Issue #987, opened 2021-01-17
chezmoi2: Contributors, please help with beta testing


twpayne:
With #654 merged, chezmoi version 2 is now ready for beta testing. I'd really appreciate it if you could test it on your machines. At the moment, this requires you need to be familiar with Go development to build and install it locally. Packages, snaps, etc. will follow later.

Quick notes:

→ **EXERCISE BRIEF**
Write out every line of the data again, exactly as it reads.

→ **OUTPUT OF THE EXERCISE**
Issue #987, opened 2021-01-17
chezmoi2: Contributors, please help with beta testing


twpayne:
With #654 merged, chezmoi version 2 is now ready for beta testing. I'd really appreciate it if you could test it on your machines. At the moment, this requires you need to be familiar with Go development to build and install it locally. Packages, snaps, etc. will follow later.

Quick notes:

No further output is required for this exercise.